Aos meus filhos Francisco, Pedro e Maria Luiza
Tornou-se clássica a consideração da existência de cinco estirpes na origem da Nobreza de Portugal. Os trabalhos do Doutor José Mattoso, levados à cabo com paciência monástica ao longo de décadas em muito contribuíram para esta instigante busca de origens da Nobreza de Portugal[1].
O primeiro exemplo de nobiliário conhecido em Portugal foi o chamado Livro Velho de Linhagens, atribuído a um religioso do Mosteiro de Santo Tirso, escrito em galego-português na segunda metade do século XIII. No seu prólogo o autor declara o propósito de demonstrar a origem das principais famílias de Portugal.
Eis a fonte:
«Agora amigos se vos plaze vos contaremos os linhagens dos bons homens filhos-dalgo do Reyno de Portugal dos que devem a armar e criar e que andarão a la guerra a filhar o reyno de Portugal. E eles, meos amigos, forão partidos em cinco partes.
A primeira parte foi el UFFO BELFAGES, donde vem directamente os SOUSÕES.

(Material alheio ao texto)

PR #4259, opened 2024-04-24
Docs site

aapeliv:
Build with `sphinx-build -M html . _build`


aapeliv:
Canning this for now, based on discussions:

1. It's good for dev docs; but
2. Bad for support/help page: it just looks like a wall of text right now
3. Also "docs." is unintuitive for non-devs

PR #4272, opened 2024-04-29
Add timeout to fix map zoom animation; Remove redundant animation calls

### LINKED ISSUE #4155: On search page change "Keyword" to "Keyword or name"
To make it more clear, the radio button on the search page should be labeled "Keyword or name" instead of just "Keyword" since some users are still confused on how to find users by name.

spreeni:
Addresses part of #4113: Fixes the bug in the location search where the panning animation gets interrupted.
- Added Timeout to complete the animation
- Realized there were multiple redundant calls to the pan animation for each search, so removed the redundant ones

Steps to recreate:
1. search for a location (panning animation should work)
2. don't clear the search box
3. search for another location (panning animation gets interrupted)

or

1. search for a location via the Filters pop-up (panning animation gets interrupted)

Closes https://github.com/Couchers-org/couchers/issues/4155

**Web frontend checklist**
- [ ] ~Added any new components to storybook~
- [ ] ~Added tests where relevant~
- [x] All tests pass (locally 3 tests fail due to timezone issues, but in Gitlab they pass)


bakeiro:
oh, good job! I was about doing a refactor of the map part because code was a bit confusing... thanks for your change!

bakeiro:
if the behavior was tested, code looks good to me :)

bakeiro (dismissed):
LGTM (please test it in desktop and mobile before merging)

spreeni:
@bakeiro Thanks for the review! Actually forgot that I can test different screen sizes easily with Chrome developer tools (not a frontend dev). I noticed that the field label was a bit long on mobile so I shortened it a bit.

image

Also merged the current state of develop into it.

Please have a quick look again, then I would go ahead and merge.

app/web/features/search/SearchPage.tsx
```diff
@@ -83,15 +83,9 @@ export default function SearchPage() {
       showResults.current = searchFilters.any;
       setTimeout(() => {
         map.current?.resize();
-        updateMapBoundingBox(searchFilters.active.bbox);
```
bakeiro, line 86: here was deleted... sure it don't affect the behavior?

bakeiro:
I don't see any animation or anything noticeable in my local set up (with your branch's code) but the code looks good and I feel it more stable (maybe was deleting that redundant call?)

bakeiro (approved):

spreeni:
I noticed that with the real API and real data in production there is still an interrupted animation, once the search results for a location seem to come back from the API. I will try to fix this race condition again.

bakeiro:
> I noticed that with the real API and real data in production there is still an interrupted animation, once the search results for a location seem to come back from the API. I will try to fix this race condition again.

@spreeni 
that's what I mean, I didn't notice any particular change on my environment... only an apparent improvement in the stability...

spreeni:
@bakeiro I could reproduce the bug locally if I increase the backend latency artificially. I have not found an easy way to fix this in a clean way as my React knowledge is limited.

A hacky solution could be to remove the calls to `updateMapBoundingBox`, then the app waits for the results first and then executes the animation. This does introduce a small initial stutter, depending on the wait time for the backend search response, but fixes the interrupted animation.

The interrupt happens in SearchResultsList->map.current?.stop(); - but unfortunately that stop seems to be necessary to draw the user pins onto the map. Ideally, the app would wait for the end of the animation and then draw the user pins.

bakeiro:
I see...

IMHO we could invest efforts to create a good event page or a community page (or fixing/improving the map search, which has a lot of bugs) instead of putting of efforts on these animations... anyway please talk to me on Slack so maybe we can talk about this and design a good solution, or at least clarify this issue :)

A segunda parte D. ALAN que foi clérigo filho-dalgo, e filhou a filha d´elrey de Armenia quando foi em oração a Santiago e foi sa hospeda em são Salvador de Crasto de Avelãs, e filhouha com seu linhagem, e enviou as companhas suas para sa terra, e ficou elle com ella, e fege nella dous filhos donde vierão os linhagens dos BARGANÇÕES, e despois vos diremos como ouveram nome, e quaes sahirão deles.
A terceira geraçom forão os da MAYA[2], que forão os mais nobres e os mais filhos-dalgo de toda Espanha, e como eles vieram directamente do mi nobre e muyto alto senhor D. RAMIRO, e em como elles consagrarom com os BARGANÇÕES, e em como vierom direytamente do mui nobre e muy alto linhagem del conde D. MONIO de BISCAYA, e em como consograrão com os condes de Trava, e em como casarão as netas com os netos de D. MONIO lo GASCO.
A quarta geraçom forão de BAYÃO, netos de D. GOZENDO ARALDES; e despois vos diremos quaes filhos e quaes netos sahirão deles, e em como se virão casados.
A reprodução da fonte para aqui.